What the task asks – Find the line with "behavior, detailed below)." in the entries below, then reproduce it and every line after it down to and including the line with "own fix. This", exactly.

Provided records –
..........

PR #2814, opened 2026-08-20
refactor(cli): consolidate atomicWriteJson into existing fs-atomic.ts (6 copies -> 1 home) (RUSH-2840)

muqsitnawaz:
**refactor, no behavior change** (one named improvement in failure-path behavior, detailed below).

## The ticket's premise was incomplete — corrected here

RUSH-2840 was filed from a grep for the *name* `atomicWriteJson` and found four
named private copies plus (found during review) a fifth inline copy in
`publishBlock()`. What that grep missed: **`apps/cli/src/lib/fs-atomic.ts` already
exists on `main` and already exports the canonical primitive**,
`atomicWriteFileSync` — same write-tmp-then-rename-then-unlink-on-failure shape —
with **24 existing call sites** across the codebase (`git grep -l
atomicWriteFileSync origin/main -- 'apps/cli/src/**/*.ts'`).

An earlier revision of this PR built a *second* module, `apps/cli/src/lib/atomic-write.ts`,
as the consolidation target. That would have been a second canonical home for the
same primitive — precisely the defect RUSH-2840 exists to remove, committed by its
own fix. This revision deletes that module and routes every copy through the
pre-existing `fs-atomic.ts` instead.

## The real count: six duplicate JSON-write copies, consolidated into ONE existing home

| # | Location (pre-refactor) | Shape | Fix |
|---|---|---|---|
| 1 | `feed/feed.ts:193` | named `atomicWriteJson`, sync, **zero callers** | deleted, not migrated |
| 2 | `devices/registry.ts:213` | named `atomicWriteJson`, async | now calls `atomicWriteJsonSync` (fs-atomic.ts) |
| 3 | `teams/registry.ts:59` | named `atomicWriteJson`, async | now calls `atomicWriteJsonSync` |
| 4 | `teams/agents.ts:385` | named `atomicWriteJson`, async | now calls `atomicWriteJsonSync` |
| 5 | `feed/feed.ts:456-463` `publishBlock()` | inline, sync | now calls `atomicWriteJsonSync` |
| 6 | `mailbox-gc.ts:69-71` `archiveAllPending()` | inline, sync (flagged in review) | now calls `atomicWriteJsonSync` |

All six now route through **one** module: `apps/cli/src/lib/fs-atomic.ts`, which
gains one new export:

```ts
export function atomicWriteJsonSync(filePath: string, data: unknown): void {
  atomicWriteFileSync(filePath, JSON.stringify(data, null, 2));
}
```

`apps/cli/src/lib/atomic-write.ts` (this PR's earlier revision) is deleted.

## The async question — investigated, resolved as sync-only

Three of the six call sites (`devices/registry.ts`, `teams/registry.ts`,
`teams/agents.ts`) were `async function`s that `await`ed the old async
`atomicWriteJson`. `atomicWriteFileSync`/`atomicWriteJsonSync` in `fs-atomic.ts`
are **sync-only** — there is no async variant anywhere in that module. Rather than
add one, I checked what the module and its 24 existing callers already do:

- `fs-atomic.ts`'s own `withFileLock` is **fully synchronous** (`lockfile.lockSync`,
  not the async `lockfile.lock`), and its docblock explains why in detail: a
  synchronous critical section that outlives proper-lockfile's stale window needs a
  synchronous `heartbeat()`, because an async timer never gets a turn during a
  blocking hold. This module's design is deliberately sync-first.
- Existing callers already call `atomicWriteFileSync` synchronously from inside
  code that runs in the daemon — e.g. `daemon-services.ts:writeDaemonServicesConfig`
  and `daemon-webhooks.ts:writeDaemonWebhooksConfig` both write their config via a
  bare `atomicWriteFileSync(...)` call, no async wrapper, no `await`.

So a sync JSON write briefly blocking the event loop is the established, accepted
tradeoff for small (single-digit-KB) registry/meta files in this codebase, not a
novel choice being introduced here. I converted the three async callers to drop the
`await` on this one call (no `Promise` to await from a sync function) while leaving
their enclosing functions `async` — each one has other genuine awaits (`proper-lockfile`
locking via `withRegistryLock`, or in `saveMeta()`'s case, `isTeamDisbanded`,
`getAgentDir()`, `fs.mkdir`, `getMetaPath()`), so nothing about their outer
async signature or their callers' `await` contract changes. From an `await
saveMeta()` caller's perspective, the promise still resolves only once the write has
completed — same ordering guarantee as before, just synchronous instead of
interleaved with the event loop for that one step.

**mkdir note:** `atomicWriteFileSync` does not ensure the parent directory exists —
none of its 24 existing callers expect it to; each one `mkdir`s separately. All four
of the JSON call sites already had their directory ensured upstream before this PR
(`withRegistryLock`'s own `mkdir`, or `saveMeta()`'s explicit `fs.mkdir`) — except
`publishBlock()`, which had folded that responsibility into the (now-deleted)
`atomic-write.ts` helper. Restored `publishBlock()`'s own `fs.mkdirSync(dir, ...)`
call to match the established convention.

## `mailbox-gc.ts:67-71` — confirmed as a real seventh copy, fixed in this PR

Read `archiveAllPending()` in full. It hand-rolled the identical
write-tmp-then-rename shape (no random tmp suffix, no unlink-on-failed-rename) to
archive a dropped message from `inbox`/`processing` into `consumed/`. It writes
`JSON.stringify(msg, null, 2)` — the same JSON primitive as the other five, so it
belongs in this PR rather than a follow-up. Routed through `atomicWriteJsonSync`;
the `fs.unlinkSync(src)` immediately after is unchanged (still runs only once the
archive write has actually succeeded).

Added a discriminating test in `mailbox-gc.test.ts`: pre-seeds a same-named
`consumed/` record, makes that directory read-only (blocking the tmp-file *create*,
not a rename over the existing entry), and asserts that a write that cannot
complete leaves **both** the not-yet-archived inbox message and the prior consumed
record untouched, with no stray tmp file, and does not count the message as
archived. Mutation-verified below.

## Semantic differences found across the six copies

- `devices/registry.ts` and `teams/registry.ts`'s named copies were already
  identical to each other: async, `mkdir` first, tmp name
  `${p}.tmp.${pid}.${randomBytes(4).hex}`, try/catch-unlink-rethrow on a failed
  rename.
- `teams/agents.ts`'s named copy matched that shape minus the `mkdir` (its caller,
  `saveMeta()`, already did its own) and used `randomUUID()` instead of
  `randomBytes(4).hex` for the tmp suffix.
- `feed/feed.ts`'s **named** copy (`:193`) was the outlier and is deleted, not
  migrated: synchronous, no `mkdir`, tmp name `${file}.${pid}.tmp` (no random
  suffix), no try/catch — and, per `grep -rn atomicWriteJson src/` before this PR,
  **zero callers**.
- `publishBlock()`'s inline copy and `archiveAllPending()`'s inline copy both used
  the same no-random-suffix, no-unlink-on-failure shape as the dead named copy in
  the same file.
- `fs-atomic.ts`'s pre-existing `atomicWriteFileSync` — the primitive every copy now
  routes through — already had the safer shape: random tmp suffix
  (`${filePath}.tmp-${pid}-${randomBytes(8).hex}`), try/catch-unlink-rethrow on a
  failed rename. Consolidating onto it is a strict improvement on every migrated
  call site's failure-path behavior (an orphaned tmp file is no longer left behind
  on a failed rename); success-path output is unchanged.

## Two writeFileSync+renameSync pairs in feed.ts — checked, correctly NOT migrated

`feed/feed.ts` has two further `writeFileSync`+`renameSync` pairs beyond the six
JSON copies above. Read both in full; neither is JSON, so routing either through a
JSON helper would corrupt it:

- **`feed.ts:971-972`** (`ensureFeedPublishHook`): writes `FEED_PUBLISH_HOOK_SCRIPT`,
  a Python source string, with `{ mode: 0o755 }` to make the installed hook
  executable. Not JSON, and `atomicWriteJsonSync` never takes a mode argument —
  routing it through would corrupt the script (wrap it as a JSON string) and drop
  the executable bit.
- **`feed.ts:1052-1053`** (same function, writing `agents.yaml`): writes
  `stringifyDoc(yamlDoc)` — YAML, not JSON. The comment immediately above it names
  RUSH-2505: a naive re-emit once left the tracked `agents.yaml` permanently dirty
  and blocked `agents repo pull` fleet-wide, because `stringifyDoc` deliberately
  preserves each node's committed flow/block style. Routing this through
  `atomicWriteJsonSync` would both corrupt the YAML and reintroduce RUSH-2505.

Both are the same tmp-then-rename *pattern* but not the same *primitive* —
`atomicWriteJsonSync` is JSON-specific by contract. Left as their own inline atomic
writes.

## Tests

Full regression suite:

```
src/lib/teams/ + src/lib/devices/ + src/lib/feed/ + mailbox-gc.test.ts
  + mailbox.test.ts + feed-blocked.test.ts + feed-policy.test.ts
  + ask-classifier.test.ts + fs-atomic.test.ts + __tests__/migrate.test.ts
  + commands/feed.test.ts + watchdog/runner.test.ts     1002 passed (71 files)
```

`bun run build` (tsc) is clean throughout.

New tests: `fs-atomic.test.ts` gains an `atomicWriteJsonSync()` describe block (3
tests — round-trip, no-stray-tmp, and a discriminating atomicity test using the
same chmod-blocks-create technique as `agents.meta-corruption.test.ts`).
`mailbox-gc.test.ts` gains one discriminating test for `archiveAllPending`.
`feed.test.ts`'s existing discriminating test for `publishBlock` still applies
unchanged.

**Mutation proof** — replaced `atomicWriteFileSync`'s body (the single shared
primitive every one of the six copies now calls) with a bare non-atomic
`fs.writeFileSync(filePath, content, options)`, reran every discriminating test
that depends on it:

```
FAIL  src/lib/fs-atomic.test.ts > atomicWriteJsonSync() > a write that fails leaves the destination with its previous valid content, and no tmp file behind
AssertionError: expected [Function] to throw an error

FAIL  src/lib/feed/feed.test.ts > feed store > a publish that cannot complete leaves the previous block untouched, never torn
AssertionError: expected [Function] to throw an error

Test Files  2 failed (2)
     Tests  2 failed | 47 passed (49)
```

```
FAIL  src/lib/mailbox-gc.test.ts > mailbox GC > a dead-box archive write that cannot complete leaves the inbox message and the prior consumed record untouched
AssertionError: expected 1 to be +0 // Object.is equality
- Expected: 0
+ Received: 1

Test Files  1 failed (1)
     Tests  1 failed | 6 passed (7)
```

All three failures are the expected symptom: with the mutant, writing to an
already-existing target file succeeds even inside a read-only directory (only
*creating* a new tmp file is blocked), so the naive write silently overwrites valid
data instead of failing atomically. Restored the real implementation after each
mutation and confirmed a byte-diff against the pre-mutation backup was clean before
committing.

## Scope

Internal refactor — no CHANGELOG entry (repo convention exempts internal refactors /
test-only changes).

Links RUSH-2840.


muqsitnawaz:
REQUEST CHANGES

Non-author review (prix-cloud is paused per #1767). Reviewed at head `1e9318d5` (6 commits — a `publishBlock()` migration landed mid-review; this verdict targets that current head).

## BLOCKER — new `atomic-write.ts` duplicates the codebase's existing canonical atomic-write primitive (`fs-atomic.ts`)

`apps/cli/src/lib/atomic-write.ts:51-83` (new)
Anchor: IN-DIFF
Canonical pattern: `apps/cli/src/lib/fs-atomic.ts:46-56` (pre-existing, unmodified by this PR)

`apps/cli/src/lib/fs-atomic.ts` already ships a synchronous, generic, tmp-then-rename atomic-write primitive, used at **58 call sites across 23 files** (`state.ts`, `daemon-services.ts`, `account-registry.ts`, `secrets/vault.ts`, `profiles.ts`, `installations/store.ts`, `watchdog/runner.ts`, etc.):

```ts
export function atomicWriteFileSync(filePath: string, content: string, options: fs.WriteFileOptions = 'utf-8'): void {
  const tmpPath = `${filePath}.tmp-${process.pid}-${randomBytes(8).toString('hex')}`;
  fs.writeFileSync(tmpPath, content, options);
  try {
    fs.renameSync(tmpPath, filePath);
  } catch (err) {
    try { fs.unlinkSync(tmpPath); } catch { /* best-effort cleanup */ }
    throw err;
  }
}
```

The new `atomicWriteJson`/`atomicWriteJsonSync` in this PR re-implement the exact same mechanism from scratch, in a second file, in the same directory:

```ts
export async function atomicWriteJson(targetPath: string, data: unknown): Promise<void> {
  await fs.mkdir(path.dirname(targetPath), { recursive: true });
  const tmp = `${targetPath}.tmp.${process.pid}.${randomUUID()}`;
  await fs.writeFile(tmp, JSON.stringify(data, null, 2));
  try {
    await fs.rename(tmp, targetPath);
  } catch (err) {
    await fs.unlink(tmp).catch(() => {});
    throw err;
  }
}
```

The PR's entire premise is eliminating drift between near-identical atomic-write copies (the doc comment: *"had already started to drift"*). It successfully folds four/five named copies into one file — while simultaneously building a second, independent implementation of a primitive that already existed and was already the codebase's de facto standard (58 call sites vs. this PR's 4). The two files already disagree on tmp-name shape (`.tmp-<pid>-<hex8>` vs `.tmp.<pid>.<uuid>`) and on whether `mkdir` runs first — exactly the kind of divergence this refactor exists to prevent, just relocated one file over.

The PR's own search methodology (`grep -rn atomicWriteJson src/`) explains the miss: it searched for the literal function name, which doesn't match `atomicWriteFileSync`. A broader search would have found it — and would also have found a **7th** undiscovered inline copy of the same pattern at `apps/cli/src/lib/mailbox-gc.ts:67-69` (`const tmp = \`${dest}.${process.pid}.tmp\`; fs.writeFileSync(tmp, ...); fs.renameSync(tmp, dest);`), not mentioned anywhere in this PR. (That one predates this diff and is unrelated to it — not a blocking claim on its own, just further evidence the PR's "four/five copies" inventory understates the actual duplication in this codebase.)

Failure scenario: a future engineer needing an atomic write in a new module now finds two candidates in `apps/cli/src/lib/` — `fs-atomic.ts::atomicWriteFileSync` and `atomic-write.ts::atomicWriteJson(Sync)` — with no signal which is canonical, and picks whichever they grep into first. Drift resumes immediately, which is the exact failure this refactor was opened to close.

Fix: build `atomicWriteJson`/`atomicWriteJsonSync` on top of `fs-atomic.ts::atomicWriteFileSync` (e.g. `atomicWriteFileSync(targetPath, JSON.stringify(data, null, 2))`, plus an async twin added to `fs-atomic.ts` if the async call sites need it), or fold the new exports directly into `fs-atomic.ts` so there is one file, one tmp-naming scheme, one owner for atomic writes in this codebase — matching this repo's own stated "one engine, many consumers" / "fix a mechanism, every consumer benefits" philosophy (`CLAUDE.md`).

..........

Answer area –
**refactor, no behavior change** (one named improvement in failure-path behavior, detailed below).

## The ticket's premise was incomplete — corrected here

RUSH-2840 was filed from a grep for the *name* `atomicWriteJson` and found four
named private copies plus (found during review) a fifth inline copy in
`publishBlock()`. What that grep missed: **`apps/cli/src/lib/fs-atomic.ts` already
exists on `main` and already exports the canonical primitive**,
`atomicWriteFileSync` — same write-tmp-then-rename-then-unlink-on-failure shape —
with **24 existing call sites** across the codebase (`git grep -l
atomicWriteFileSync origin/main -- 'apps/cli/src/**/*.ts'`).

An earlier revision of this PR built a *second* module, `apps/cli/src/lib/atomic-write.ts`,
as the consolidation target. That would have been a second canonical home for the
same primitive — precisely the defect RUSH-2840 exists to remove, committed by its
own fix. This revision deletes that module and routes every copy through the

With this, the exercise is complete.